PR #240, opened 2023-06-15
Add flexible/custom extreme event definition functionality to threshold_tools 

corakingdon:
major changes:
- rename `get_ams()` to `get_block_maxima()`, because the function is now more general, allowing for different length block sizes other than annual (default block size is 1 year)
- optional arguments `duration`, `groupby`, and `grouped_duration` are now implemented in the `get_block_maxima()` function for defining custom extreme events
- `get_block_maxima()` checks the average effective sample size of the data in each block, with the new `calculate_ess()` function, and displays a warning if too low
- return value, return period, and return probability calculations are now flexible to different block sizes (in internal function `_calculate_return()`)
- unit tests added for these changes in "test_threshold_returns.py"


vicford:
Is there a plan to update the threshold_tools notebooks (perhaps basics) to illustrate this updated functionality? Based off of testing in threshold_basics, it seems to me that the new function does not work with the current structure (time series vs. spatial data, etc.)

climakitae/threshold_tools.py
```diff
@@ -14,41 +14,162 @@
...
+from warnings import warn
 
 
-def get_ams(da, extremes_type="max"):
-    """Function that converts data into annual maximums
+def calculate_ess(data, nlags=None):
+    """
+    Function for calculating the effective sample size (ESS) of the provided data.
+
+    Input array is assumed to be timeseries data with potential autocorrelation.
```
vicford, line 26: I'd recommend placing a check in here to ensure that it is timeseries data. There's an example in the data_loaders code iirc

climakitae/threshold_tools.py
```diff
@@ -14,41 +14,162 @@
...
+        # In this case, user is interested in extreme events lasting at least
+        # as long as the length of `duration`.
+        dur_len, dur_type = duration
+        if dur_type != "hour" or da_series.frequency not in ["1hr", "hourly"]:
+            raise ValueError(
+                "Current specifications not implemented. `duration` options only implemented for `hour` frequency."
+            )
+
+        # First identify the min (max) value for each window of length `duration`
+        if extremes_type == "max":
```
vicford, line 102: Are the extremes_type == max and == min switched? I'm seeing min applied fo max, and max applied for min

climakitae/threshold_tools.py
```diff
@@ -14,41 +14,162 @@
...
+        # In this case, identify the min (max) value of the grouped values for
+        # each window of length `grouped_duration``. Must be in `days`.
+        dur2_len, dur2_type = grouped_duration
+        if dur2_type != "day":
+            raise ValueError(
+                "`grouped_duration` specification must be in days. example: `grouped_duration = (3, 'day')`."
+            )
+
+        # Now select the min (max) from the duration period
+        if extremes_type == "max":
```
vicford, line 136: Same here with max and min. At Ln 117-120 it's correctly set

corakingdon:
> Is there a plan to update the threshold_tools notebooks (perhaps basics) to illustrate this updated functionality? Based off of testing in threshold_basics, it seems to me that the new function does not work with the current structure (time series vs. spatial data, etc.)

@vicford thanks for checking this out already!! and for catching the last thing I need to update/decide on-- whether/how to implement the check_ess for spatial data as well (I wasn't able to get apply_ufunc to work how I wanted, so I'm going to try using stack/unstack today and if I can't figure it out I'll ask for help with this next week!)

In terms of notebook updates: yes, I will update the existing ones to use the new function name, and I have a new notebook that is specifically just about how to use the new functionality. I haven't created a branch/PR for the notebook updates yet though-- I was going to check in on Monday about the current workflow for doing this!

climakitae/threshold_tools.py
corakingdon: It's a bit confusing, but pretty sure this is right (but not well documented!! I should add some better explanatory comments). Basically, to get the annual _max_ event lasting for a certain duration (ex: 72 hours), you taking the _min_ value for each 72-hour window of that length, and then to get the annual maximum you take the max of each of these mins...

climakitae/threshold_tools.py
```diff
@@ -356,8 +489,106 @@ def _conf_int(
...
+    new_ds["conf_int_upper_limit"].attrs[
+        "confidence interval upper bound"
+    ] = "{}th percentile".format(str(conf_int_upper_bound))
+
+    new_ds.attrs = bms_attributes
+    new_ds.attrs["distribution"] = "{}".format(str(distr))
+    return new_ds
+
+
 def _get_return_variable(
```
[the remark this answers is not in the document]
corakingdon: Oh I think this is a mistake on my part! I think accidentally added the `get_return_variable ` function as a copy of an older version of `_get_return_variable`, I think got messed up in a merge conflict from main at some point.... I should just be using `_get_return_variable`, I'll delete the other now!! thank you!!

climakitae/threshold_tools.py
```diff
@@ -14,41 +14,180 @@
...
+                    input_core_dims=[["time"]],
+                ).unstack("allpoints")
+                all_ess.append(ess)
+        else:
+            # case for not spacial data (no x, y dimensions)
+            for yr in set(bms.time.dt.year.values[0:-1]):
+                ess = calculate_ess(
+                    da_series.sel(time=slice(f"{yr}", f"{yr+block_size-1}"))
+                )
+                all_ess.append(ess)
```
corakingdon, line 174: Looking for feedback on how to re-write this section better (cleaner, more efficient). Just trying to apply the `calculate_ess` function to each dimension (x, y) except for time, which it has to be applied to in separate year (or block_size) chunks (currently as a for loop). I tried to group by year, then call apply, but couldn't get it to work. The current setup uses stack/unstack for the case of x,y data, but am wondering if there is a simpler way to do this.

climakitae/threshold_tools.py
vicford: Okay, if I'm following correctly: 

For an annual max event for events of a certain duration (say there are 5 72-hour events in a year), for each of those 5 events, you take the min value of that event which gives you the lowest value above the threshold, and then for the annual statistic you take the max of those "lowest above threshold" values and this gives you... a baseline of a sorts of the most extreme max event?

For annual min, is it then correspondingly the "highest value below the threshold" (so closest to the threshold) and then the min/lowest of each of those "maxes"? 

So in short, we're not looking for the absolute max value in each max event and taking the max of those maxes, which would just be the absolute extreme (and probably easier to calculate!), but rather the max "baseline" of an event above that threshold, and vice versa for mins?

climakitae/threshold_tools.py
```diff
@@ -14,41 +14,179 @@
...
+        # really only meaningful when coupled with the `grouped_duration` option.)
+        group_len, group_type = groupby
+        if group_type != "day":
+            raise ValueError(
+                "`groupby` specifications only implemented for 'day' groupings."
+            )
+
+        # select the max (min) in each group
+        if extremes_type == "max":
+            da_series = da_series.resample(time=f"{group_len}D", label="left").max()
```
vicford, line 117: Assuming that these ones here are correctly set for max/min?

climakitae/threshold_tools.py
```diff
@@ -14,41 +14,179 @@
...
+            for yr in set(bms.time.dt.year.values[0:-1]):
+                ess = calculate_ess(
+                    da_series.sel(time=slice(f"{yr}", f"{yr+block_size-1}"))
+                )
+                all_ess.append(ess)
+
+        average_ess = np.nanmean(all_ess)
+        if average_ess < 25:
+            print(
+                f"WARNING: The average effective sample size in your data is {round(average_ess, 2)} per block, which is low. This may result in biased estimates of extreme value distributions when calculating return values, periods, and probabilities from this data."
```
vicford, line 178: Without making this a longer error, I think we should modify this somewhat to include the target of 25 (also, statistically, where did 25 come from?), and/or advice on how to increase the ESS, because a warning for example of "the average ESS in your data is 14.23 per block which is low" may mean very little to non-technical users as to how to fix (and maybe this technical user). It was not immediately obvious to me that I needed to pick a location with more grid cells/finer spatial resolution (for spatial xy data), and not increase the length of the time record being analyzed. 

I'm going to amend this, all my attempts to increase ESS have gotten me up to about 15, so what is the recommendation for increasing ESS (or above 25)?

vicford: Noting that this is testing in threshold_basics notebook

nicolejkeeney (changes requested):
I requested a few changes but otherwise it looks good to me! I'm still thinking on that one code chunk but wanted to leave my review first since we can always refactor that code in a different PR.

nicolejkeeney:
Hi Cora, I spent some time working through that tricky code chunk and I think I've cleaned it up a bit and made it more xarray-friendly. I needed to modify the `check_ess` function as well to ensure it returned an xarray object. The code is attached here in a zipped python file. Let me know what you think! 
[nicole_threshold_suggestions.py.zip](https://github.com/cal-adapt/climakitae/files/11887761/nicole_threshold_suggestions.py.zip)

vicford (approved):
This looks fine to me @corakingdon - there may be some modifications needed in the refactor, but like with the notebook, happy to assist there too

elehmer (approved):

elehmer:
Superseded by #288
####
[Problem]
For the listing above, give the number of lines in which the string "illustrate" occurs, and nothing else.

[Output of the exercise]
2